Gonadotropin-Releasing Hormone Inhibits Pituitary Adenylyl Cyclase-Activating Polypeptide Coupling to 3′,5′-Cyclic Adenosine-5′-Monophosphate Pathway in LβT2 Gonadotrope Cells through Novel Protein Kinase C Isoforms and Phosphorylation of Pituitary Adenylyl Cyclase-Activating Polypeptide Type I Receptor

Gonadotrope cells are primarily regulated by GnRH but are also targets of the pituitary adenylyl cyclase-activating polypeptide (PACAP). Although it has been reported that reciprocal interactions between both neuropeptides contribute to regulation of gonadotrope function, the underlying mechanisms remain poorly understood. In this study, we reevaluated PACAP coupling to the cAMP pathway in LbetaT2 gonadotrope cells and analyzed GnRH effect on PACAP signaling. We established that PACAP38 markedly increases intracellular cAMP levels (EC50 of 4.7 +/- 1.3 nm) through the PACAP type 1 receptor (PAC1-R), as evidenced by pharmacological and RT-PCR studies. Interestingly, although GnRH couples to cAMP pathway in LbetaT2 cells, the effects of both neuropeptides were not synergistic. Instead, the GnRH agonist (GnRHa) triptorelin rapidly and strongly inhibited (70% inhibition as early as 5 min) PACAP38-induced cAMP production. Inhibition was calcium independent, mimicked by the phorbol ester phorbol 12-myristate 13-acetate, and blocked by the protein kinase C (PKC) inhibitor bisindoylmaleimide, indicating that GnRHa inhibitory action relies on PKC. Selective down-regulation of both conventional and novel PKC prevented a GnRHa effect, whereas pharmacological inhibition of conventional PKC only was ineffective, strongly suggesting the involvement of novel PKC isoforms.

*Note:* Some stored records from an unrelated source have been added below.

PR #82, opened 2017-09-22
Fixes false positives with public methods which are not allowed

4creators:
as test methods in xunit: "public static" and "public abstract"

PublicMethodShouldBeMarkedAsTest greedily issues warning for 'public static' and 'public abstract'
methods although they can not be used as a test method in xunit framework. Introduced code changes
verify if public method is abstract or is static and if detected skip further checks.

Fixes https://github.com/xunit/xunit/issues/1466

### DIFF
--- a/src/xunit.analyzers.vsix/source.extension.vsixmanifest
+++ b/src/xunit.analyzers.vsix/source.extension.vsixmanifest
@@ -1,7 +1,7 @@
 ﻿<?xml version="1.0" encoding="utf-8"?>
 <PackageManifest Version="2.0.0" xmlns="http://schemas.microsoft.com/developer/vsx-schema/2011" xmlns:d="http://schemas.microsoft.com/developer/vsx-schema-design/2011">
   <Metadata>
-    <Identity Id="xunit.analyzers..d09124d1-9c5e-40de-b1de-35120196c3e0" Version="1.0.1" Language="en-US" Publisher="Marcin Dobosz"/>
+    <Identity Id="xunit.analyzers..d09124d1-9c5e-40de-b1de-35120196c3e0" Version="1.0" Language="en-US" Publisher="Marcin Dobosz"/>
     <DisplayName>xunit.analyzers</DisplayName>
     <Description xml:space="preserve">Code Analyzers for projects using xUnit.net that help find and fix frequent issues when writing tests.</Description>
   </Metadata>
--- a/src/xunit.analyzers.vsix/source.extension.vsixmanifest
+++ b/src/xunit.analyzers.vsix/source.extension.vsixmanifest
@@ -1,21 +1,21 @@
 ﻿<?xml version="1.0" encoding="utf-8"?>
 <PackageManifest Version="2.0.0" xmlns="http://schemas.microsoft.com/developer/vsx-schema/2011" xmlns:d="http://schemas.microsoft.com/developer/vsx-schema-design/2011">
-    <Metadata>
-        <Identity Id="xunit.analyzers..d09124d1-9c5e-40de-b1de-35120196c3e0" Version="1.0.1" Language="en-US" Publisher="Marcin Dobosz"/>
-        <DisplayName>xunit.analyzers</DisplayName>
-        <Description xml:space="preserve">Code Analyzers for projects using xUnit.net that help find and fix frequent issues when writing tests.</Description>
-    </Metadata>
-    <Installation>
-        <InstallationTarget Version="[14.0,]" Id="Microsoft.VisualStudio.Community" />
-    </Installation>
-    <Dependencies>
-        <Dependency Id="Microsoft.Framework.NDP" DisplayName="Microsoft .NET Framework" d:Source="Manual" Version="[4.5,)" />
-    </Dependencies>
-    <Assets>
-        <Asset Type="Microsoft.VisualStudio.MefComponent" d:Source="Project" d:ProjectName="xunit.analyzers" Path="|xunit.analyzers|"/>
-        <Asset Type="Microsoft.VisualStudio.Analyzer" d:Source="Project" d:ProjectName="xunit.analyzers" Path="|xunit.analyzers|"/>
-    </Assets>
-    <Prerequisites>
-        <Prerequisite Id="Microsoft.VisualStudio.Component.CoreEditor" Version="[15.0.26208.0,16.0)" DisplayName="Visual Studio core editor" />
-    </Prerequisites>
+  <Metadata>
+    <Identity Id="xunit.analyzers..d09124d1-9c5e-40de-b1de-35120196c3e0" Version="1.0.1" Language="en-US" Publisher="Marcin Dobosz"/>
+    <DisplayName>xunit.analyzers</DisplayName>
+    <Description xml:space="preserve">Code Analyzers for projects using xUnit.net that help find and fix frequent issues when writing tests.</Description>
+  </Metadata>
+  <Installation>
+    <InstallationTarget Version="[14.0,]" Id="Microsoft.VisualStudio.Community" />
+  </Installation>
+  <Dependencies>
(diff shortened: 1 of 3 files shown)


4creators:
PTAL @marcind

src/xunit.analyzers.vsix/source.extension.vsixmanifest
```diff
@@ -1,21 +1,21 @@
...
+        <Dependency Id="Microsoft.Framework.NDP" DisplayName="Microsoft .NET Framework" d:Source="Manual" Version="[4.5,)" />
+    </Dependencies>
+    <Assets>
+        <Asset Type="Microsoft.VisualStudio.MefComponent" d:Source="Project" d:ProjectName="xunit.analyzers" Path="|xunit.analyzers|"/>
+        <Asset Type="Microsoft.VisualStudio.Analyzer" d:Source="Project" d:ProjectName="xunit.analyzers" Path="|xunit.analyzers|"/>
+    </Assets>
+    <Prerequisites>
+        <Prerequisite Id="Microsoft.VisualStudio.Component.CoreEditor" Version="[15.0.26208.0,16.0)" DisplayName="Visual Studio core editor" />
+    </Prerequisites>
 </PackageManifest>
```
bradwilson: Please do not reformat files. The entire file looks changed because of spacing differences.

src/xunit.analyzers/PublicMethodShouldBeMarkedAsTest.cs
```diff
@@ -42,7 +43,7 @@ internal override void AnalyzeCompilation(CompilationStartAnalysisContext compil
                     symbolContext.CancellationToken.ThrowIfCancellationRequested();
 
                     var method = (IMethodSymbol)member;
-                    if (method.MethodKind != MethodKind.Ordinary)
+                    if (method.MethodKind != MethodKind.Ordinary || method.IsStatic || method.IsAbstract)
```
bradwilson: xUnit.net does support public static test methods.

bradwilson (changes requested):

src/xunit.analyzers/PublicMethodShouldBeMarkedAsTest.cs
4creators: Yeah, I have tested initially and xunit failed to detect that but using xunit.analyzers.tests I got it as You said. My wrong

src/xunit.analyzers.vsix/source.extension.vsixmanifest
```diff
@@ -1,7 +1,7 @@
 ﻿<?xml version="1.0" encoding="utf-8"?>
 <PackageManifest Version="2.0.0" xmlns="http://schemas.microsoft.com/developer/vsx-schema/2011" xmlns:d="http://schemas.microsoft.com/developer/vsx-schema-design/2011">
   <Metadata>
-    <Identity Id="xunit.analyzers..d09124d1-9c5e-40de-b1de-35120196c3e0" Version="1.0" Language="en-US" Publisher="Marcin Dobosz"/>
+    <Identity Id="xunit.analyzers..d09124d1-9c5e-40de-b1de-35120196c3e0" Version="1.0.1" Language="en-US" Publisher="Marcin Dobosz"/>
```
marcind: Why is this file changed at all? Please undo.

4creators: Thought that xunit has semantic versioning. Change in error/warning detection syntax changes behaviour so I have incremented build version change.

Obviously will change it as requested.

4creators:
Addressed all review remarks 
@bradwilson @marcind

src/xunit.analyzers/PublicMethodShouldBeMarkedAsTest.cs
```diff
@@ -42,7 +43,7 @@ internal override void AnalyzeCompilation(CompilationStartAnalysisContext compil
                     symbolContext.CancellationToken.ThrowIfCancellationRequested();
 
                     var method = (IMethodSymbol)member;
-                    if (method.MethodKind != MethodKind.Ordinary)
+                    if (method.MethodKind != MethodKind.Ordinary || method.IsAbstract)
```
jamesqo: Is this ever true? We returned earlier if `type.IsAbstract` was true, so logically this must be a concrete type and none of its members can be abstract.

jamesqo: Maybe the best fix would be to remove the `type.IsAbstract` check above and keep this as-is.

test/xunit.analyzers.tests/PublicMethodShouldBeMarkedAsTestTests.cs
```diff
@@ -38,6 +39,18 @@ public class PublicMethodShouldBeMarkedAsTestTests
         }
 
         [Fact]
+        public async void DoesNotFindErrorForPublicAbstractMethod()
+        {
+            var diagnostics = await CodeAnalyzerHelper.GetDiagnosticsAsync(analyzer,
+@"public abstract class TestClass {
+    [Xunit.Fact] public void TestMethod() { }
+    public abstract void AbstractTestError();
```
jamesqo: Nit: Rename to `AbstractMethod`, since it isn't a test method and it doesn't raise an error.

test/xunit.analyzers.tests/PublicMethodShouldBeMarkedAsTestTests.cs
```diff
@@ -38,6 +39,18 @@ public class PublicMethodShouldBeMarkedAsTestTests
...
+}");
+
+            Assert.Empty(diagnostics);
+        }
+
```
jamesqo, line 52: Would be good to also add this test:

```cs
        [Fact]
        public async void DoesNotFindErrorForPublicAbstractMethodMarkedWithFact()
        {
            var diagnostics = await CodeAnalyzerHelper.GetDiagnosticsAsync(analyzer,
@"public abstract class TestClass {
    [Xunit.Fact] public void TestMethod() { }
    [Xunit.Fact] public abstract void AbstractTestMethod();
}");
            Assert.Empty(diagnostics);
        }
```

I can't test right now but that should work fine at runtime, since the `[Fact]` attribute is inherited on overriding members.

src/xunit.analyzers/PublicMethodShouldBeMarkedAsTest.cs
4creators: Sorry for late replay, I was stuck with other work for a while.
This way it is set it can skip diagnostics in partially invalid code during code editing i.e.  concrete class with abstract method defined or skip analysis in abstract class for public concrete methods.

test/xunit.analyzers.tests/PublicMethodShouldBeMarkedAsTestTests.cs
4creators: Will do

test/xunit.analyzers.tests/PublicMethodShouldBeMarkedAsTestTests.cs
4creators: OK it makes sense

4creators:
PTAL
@bradwilson @marcind @jamesqo 
I left one unresolved problem to decide see: https://github.com/xunit/xunit.analyzers/pull/82#discussion_r144719822

src/xunit.analyzers/PublicMethodShouldBeMarkedAsTest.cs
jamesqo: OK, it's fine to leave this as-is then, but can you add a comment about it?

jamesqo:
After you leave a comment LGTM

bradwilson (approved):
👍 once the requested comment has been made

4creators:
OK All feedback addressed 😄 
PTAL @bradwilson

marcind:
Thanks for the submission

GnRHa did not inhibit forskolin- or cholera toxin-stimulated cAMP accumulation, suggesting that PAC1-R is the predominant target of GnRH. Accordingly, we demonstrated for the first time that GnRH increases PAC1-R phosphorylation through PKC, providing a potential molecular mechanism which may account for GnRH inhibitory effect.